WHAT THE TASK REQUIRES: Below are some records; quote exactly the lines from the one that contains "We will take" through the one that contains "DM05 carries its", inclusive, and no others.

*** Opening of DATA RECORDS ***

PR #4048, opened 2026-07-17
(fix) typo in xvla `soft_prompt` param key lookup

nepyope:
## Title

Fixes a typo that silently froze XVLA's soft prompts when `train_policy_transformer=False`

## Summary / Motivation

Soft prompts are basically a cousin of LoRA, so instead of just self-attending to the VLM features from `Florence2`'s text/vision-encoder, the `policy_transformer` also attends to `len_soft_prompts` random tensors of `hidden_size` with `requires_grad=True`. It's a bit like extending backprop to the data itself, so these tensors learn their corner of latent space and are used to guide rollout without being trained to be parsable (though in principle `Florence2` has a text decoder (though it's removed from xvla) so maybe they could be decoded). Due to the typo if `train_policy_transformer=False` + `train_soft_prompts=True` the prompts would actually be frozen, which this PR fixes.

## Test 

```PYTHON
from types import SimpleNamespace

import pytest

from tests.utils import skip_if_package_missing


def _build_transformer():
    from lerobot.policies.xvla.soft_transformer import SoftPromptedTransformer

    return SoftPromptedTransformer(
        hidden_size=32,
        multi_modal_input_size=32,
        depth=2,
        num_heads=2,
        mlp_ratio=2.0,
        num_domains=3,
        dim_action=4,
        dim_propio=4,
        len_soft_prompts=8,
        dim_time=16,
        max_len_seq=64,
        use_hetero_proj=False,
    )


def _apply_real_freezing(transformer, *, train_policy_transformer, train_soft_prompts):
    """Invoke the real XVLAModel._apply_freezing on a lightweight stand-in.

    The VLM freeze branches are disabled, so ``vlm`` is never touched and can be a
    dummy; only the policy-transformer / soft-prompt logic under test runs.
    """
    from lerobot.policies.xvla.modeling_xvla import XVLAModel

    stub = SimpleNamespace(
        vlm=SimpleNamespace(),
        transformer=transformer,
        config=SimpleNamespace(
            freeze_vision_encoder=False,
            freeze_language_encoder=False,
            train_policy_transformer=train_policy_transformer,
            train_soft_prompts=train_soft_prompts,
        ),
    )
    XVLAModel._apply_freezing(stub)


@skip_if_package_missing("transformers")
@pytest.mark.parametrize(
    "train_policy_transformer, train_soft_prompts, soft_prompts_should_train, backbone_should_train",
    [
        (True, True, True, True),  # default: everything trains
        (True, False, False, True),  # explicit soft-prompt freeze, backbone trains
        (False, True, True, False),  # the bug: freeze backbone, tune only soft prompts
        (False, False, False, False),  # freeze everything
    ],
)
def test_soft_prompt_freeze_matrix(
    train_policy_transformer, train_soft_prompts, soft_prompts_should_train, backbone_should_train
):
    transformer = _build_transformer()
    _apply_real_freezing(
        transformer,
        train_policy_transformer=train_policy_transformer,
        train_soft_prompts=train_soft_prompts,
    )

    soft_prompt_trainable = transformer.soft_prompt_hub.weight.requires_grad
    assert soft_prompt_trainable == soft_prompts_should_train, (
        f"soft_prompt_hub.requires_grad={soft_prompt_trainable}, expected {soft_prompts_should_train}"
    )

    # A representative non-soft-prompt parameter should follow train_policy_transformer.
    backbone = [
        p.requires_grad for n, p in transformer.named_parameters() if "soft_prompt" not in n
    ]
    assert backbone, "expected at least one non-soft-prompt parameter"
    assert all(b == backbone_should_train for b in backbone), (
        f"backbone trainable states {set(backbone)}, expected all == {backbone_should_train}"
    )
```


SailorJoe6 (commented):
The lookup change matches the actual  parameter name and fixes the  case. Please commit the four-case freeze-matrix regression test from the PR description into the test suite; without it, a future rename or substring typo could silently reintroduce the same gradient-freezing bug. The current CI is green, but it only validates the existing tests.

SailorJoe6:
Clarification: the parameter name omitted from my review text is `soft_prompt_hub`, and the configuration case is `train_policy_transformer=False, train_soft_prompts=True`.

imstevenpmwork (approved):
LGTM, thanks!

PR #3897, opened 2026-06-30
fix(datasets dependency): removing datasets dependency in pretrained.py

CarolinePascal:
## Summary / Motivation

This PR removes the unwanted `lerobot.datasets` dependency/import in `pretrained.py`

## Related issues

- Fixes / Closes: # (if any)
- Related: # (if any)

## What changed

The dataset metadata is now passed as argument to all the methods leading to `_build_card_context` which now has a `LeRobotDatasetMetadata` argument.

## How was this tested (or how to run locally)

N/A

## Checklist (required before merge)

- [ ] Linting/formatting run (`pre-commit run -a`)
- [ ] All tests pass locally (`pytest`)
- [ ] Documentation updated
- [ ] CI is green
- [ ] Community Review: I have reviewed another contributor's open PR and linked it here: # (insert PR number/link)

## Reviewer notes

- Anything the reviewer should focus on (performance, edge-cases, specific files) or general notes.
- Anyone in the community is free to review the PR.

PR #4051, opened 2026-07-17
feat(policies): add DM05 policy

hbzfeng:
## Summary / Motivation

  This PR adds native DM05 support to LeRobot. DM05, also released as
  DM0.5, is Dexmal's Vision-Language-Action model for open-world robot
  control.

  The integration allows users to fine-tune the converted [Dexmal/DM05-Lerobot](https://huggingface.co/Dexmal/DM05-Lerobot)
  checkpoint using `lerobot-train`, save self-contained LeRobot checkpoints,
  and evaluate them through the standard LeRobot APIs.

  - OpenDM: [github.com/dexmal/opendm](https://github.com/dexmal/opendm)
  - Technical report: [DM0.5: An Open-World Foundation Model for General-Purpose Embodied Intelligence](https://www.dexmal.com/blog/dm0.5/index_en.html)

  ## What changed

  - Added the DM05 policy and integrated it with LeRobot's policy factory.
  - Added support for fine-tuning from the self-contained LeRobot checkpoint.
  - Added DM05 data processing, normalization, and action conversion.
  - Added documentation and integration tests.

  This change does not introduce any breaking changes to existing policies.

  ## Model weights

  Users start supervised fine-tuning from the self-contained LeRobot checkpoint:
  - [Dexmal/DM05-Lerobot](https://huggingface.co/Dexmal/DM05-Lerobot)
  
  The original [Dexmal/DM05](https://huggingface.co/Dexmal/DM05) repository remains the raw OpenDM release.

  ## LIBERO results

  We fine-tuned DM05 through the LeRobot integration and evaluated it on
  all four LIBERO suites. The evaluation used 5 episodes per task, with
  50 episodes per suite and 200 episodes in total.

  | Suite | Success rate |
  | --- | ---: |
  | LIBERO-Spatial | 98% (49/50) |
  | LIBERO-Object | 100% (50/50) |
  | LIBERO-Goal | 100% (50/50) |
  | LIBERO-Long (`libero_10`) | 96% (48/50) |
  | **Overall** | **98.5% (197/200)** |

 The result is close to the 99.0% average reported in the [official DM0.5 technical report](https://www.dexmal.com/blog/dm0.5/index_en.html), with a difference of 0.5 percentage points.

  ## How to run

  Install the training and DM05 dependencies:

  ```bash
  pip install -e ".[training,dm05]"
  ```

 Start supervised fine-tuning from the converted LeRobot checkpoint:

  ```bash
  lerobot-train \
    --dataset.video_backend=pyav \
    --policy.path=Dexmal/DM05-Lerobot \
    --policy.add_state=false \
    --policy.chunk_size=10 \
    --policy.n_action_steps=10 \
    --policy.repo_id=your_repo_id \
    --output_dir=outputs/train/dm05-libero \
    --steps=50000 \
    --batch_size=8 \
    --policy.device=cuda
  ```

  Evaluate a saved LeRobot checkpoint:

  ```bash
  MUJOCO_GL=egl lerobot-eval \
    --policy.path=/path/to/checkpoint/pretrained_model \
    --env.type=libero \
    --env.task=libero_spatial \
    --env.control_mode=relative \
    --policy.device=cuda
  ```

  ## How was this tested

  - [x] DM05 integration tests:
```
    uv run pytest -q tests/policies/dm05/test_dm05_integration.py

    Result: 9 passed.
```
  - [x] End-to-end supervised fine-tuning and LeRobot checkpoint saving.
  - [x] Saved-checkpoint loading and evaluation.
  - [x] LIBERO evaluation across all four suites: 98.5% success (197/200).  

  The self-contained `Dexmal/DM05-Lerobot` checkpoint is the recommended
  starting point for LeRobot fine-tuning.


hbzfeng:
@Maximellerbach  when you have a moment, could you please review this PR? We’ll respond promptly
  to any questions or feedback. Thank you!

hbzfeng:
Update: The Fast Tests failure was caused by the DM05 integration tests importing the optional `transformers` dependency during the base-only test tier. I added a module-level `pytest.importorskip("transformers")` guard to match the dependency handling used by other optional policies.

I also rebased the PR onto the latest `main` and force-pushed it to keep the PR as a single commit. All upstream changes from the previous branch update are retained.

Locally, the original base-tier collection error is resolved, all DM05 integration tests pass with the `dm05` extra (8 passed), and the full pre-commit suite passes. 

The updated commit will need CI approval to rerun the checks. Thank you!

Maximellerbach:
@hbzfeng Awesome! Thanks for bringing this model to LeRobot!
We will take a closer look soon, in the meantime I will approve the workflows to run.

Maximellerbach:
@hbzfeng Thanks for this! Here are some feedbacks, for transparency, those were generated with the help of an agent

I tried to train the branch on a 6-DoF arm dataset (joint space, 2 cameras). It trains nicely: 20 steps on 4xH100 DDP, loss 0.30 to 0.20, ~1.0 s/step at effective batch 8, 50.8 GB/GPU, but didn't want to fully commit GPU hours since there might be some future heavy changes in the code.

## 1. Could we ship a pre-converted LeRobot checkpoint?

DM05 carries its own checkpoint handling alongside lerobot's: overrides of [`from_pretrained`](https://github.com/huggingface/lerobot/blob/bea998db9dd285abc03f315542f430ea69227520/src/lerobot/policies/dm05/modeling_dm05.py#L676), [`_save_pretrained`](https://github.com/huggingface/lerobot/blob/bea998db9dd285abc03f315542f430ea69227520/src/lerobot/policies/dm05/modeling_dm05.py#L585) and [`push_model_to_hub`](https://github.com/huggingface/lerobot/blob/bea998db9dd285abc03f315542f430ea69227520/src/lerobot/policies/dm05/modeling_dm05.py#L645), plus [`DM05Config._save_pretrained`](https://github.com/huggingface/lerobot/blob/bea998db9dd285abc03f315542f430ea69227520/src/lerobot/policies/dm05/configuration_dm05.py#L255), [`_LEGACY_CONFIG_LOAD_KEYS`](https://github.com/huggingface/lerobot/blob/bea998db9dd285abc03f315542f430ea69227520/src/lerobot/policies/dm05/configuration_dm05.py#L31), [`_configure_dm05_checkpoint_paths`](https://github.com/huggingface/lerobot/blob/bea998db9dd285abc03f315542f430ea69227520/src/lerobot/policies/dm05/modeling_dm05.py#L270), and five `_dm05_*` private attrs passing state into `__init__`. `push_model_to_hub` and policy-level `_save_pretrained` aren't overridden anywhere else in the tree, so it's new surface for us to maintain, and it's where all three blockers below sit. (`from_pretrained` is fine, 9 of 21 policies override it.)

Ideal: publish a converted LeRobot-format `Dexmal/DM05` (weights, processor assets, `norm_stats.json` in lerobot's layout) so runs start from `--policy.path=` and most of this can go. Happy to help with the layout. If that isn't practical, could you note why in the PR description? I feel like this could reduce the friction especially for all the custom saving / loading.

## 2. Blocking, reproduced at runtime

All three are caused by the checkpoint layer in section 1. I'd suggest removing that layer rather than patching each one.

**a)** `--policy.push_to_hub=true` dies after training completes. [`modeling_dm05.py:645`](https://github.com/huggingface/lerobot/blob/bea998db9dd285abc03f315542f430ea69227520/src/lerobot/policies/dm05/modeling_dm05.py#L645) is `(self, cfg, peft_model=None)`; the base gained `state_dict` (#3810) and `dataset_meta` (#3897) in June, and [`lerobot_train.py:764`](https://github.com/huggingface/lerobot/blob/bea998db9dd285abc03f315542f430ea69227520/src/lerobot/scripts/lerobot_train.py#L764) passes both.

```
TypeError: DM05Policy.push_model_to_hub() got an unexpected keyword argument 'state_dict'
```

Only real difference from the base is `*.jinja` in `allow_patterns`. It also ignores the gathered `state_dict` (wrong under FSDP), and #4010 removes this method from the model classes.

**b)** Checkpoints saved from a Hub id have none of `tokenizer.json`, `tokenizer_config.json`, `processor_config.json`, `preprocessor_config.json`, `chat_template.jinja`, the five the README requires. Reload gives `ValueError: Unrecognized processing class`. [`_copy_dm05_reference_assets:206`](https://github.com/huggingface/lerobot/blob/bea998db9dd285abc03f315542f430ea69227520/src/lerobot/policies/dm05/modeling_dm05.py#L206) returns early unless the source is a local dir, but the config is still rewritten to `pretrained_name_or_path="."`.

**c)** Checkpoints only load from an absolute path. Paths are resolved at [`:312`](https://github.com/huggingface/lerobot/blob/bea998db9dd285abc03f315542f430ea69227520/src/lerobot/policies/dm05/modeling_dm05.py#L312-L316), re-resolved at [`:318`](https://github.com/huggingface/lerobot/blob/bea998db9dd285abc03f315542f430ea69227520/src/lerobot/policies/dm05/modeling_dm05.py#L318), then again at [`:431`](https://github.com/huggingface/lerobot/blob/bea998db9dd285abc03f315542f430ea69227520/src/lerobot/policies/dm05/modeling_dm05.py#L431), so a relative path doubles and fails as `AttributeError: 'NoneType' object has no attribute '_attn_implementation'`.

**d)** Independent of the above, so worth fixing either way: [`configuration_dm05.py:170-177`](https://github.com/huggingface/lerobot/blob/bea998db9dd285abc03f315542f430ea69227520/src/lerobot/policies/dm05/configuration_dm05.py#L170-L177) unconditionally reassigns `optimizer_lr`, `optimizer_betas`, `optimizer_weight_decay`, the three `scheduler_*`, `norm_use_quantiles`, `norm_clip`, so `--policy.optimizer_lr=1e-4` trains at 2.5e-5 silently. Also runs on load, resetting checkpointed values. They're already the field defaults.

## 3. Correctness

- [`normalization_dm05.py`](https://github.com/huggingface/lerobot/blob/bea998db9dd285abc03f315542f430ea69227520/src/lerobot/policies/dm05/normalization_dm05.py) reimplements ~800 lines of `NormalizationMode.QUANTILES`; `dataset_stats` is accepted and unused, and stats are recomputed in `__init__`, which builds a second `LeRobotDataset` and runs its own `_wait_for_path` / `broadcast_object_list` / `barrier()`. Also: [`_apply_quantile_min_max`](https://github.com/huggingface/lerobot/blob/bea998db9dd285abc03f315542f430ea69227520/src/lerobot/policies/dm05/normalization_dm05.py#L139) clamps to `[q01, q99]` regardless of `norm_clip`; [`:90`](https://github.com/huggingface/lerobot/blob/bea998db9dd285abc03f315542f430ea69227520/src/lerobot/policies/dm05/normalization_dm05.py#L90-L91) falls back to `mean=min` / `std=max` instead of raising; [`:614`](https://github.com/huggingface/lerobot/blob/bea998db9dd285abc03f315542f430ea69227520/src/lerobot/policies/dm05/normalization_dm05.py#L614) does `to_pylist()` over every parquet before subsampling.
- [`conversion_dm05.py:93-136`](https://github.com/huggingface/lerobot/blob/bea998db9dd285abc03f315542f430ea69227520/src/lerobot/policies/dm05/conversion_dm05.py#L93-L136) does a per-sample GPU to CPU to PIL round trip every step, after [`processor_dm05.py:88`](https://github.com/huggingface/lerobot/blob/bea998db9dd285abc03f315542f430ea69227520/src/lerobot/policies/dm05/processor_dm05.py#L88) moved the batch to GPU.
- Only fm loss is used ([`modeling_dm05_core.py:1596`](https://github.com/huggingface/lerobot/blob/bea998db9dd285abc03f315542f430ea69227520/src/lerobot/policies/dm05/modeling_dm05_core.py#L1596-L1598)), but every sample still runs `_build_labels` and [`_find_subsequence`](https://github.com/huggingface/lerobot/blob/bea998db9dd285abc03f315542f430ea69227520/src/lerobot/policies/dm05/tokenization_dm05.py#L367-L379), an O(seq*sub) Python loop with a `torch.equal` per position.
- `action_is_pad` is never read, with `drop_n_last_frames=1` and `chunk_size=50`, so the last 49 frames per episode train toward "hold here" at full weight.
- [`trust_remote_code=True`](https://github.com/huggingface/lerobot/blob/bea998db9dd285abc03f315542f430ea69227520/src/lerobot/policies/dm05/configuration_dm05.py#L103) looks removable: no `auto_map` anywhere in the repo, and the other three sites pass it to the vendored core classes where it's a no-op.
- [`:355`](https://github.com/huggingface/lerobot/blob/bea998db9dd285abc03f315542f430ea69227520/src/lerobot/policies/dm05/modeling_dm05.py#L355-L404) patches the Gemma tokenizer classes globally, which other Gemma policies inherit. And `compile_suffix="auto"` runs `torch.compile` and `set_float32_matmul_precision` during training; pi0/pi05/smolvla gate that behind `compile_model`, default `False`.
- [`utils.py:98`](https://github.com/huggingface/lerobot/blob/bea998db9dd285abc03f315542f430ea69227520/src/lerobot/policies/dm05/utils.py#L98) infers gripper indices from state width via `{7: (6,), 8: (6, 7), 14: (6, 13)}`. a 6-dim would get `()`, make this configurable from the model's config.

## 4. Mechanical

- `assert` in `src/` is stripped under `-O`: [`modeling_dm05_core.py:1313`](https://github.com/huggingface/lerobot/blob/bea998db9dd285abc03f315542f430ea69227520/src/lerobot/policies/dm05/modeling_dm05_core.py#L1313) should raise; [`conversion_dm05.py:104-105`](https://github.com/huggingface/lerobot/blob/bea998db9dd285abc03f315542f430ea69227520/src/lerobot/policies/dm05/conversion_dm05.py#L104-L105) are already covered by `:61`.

*** Close of DATA RECORDS ***

REPLY TO THE TASK:
We will take a closer look soon, in the meantime I will approve the workflows to run.

Maximellerbach:
@hbzfeng Thanks for this! Here are some feedbacks, for transparency, those were generated with the help of an agent

I tried to train the branch on a 6-DoF arm dataset (joint space, 2 cameras). It trains nicely: 20 steps on 4xH100 DDP, loss 0.30 to 0.20, ~1.0 s/step at effective batch 8, 50.8 GB/GPU, but didn't want to fully commit GPU hours since there might be some future heavy changes in the code.

## 1. Could we ship a pre-converted LeRobot checkpoint?

DM05 carries its own checkpoint handling alongside lerobot's: overrides of [`from_pretrained`](https://github.com/huggingface/lerobot/blob/bea998db9dd285abc03f315542f430ea69227520/src/lerobot/policies/dm05/modeling_dm05.py#L676), [`_save_pretrained`](https://github.com/huggingface/lerobot/blob/bea998db9dd285abc03f315542f430ea69227520/src/lerobot/policies/dm05/modeling_dm05.py#L585) and [`push_model_to_hub`](https://github.com/huggingface/lerobot/blob/bea998db9dd285abc03f315542f430ea69227520/src/lerobot/policies/dm05/modeling_dm05.py#L645), plus [`DM05Config._save_pretrained`](https://github.com/huggingface/lerobot/blob/bea998db9dd285abc03f315542f430ea69227520/src/lerobot/policies/dm05/configuration_dm05.py#L255), [`_LEGACY_CONFIG_LOAD_KEYS`](https://github.com/huggingface/lerobot/blob/bea998db9dd285abc03f315542f430ea69227520/src/lerobot/policies/dm05/configuration_dm05.py#L31), [`_configure_dm05_checkpoint_paths`](https://github.com/huggingface/lerobot/blob/bea998db9dd285abc03f315542f430ea69227520/src/lerobot/policies/dm05/modeling_dm05.py#L270), and five `_dm05_*` private attrs passing state into `__init__`. `push_model_to_hub` and policy-level `_save_pretrained` aren't overridden anywhere else in the tree, so it's new surface for us to maintain, and it's where all three blockers below sit. (`from_pretrained` is fine, 9 of 21 policies override it.)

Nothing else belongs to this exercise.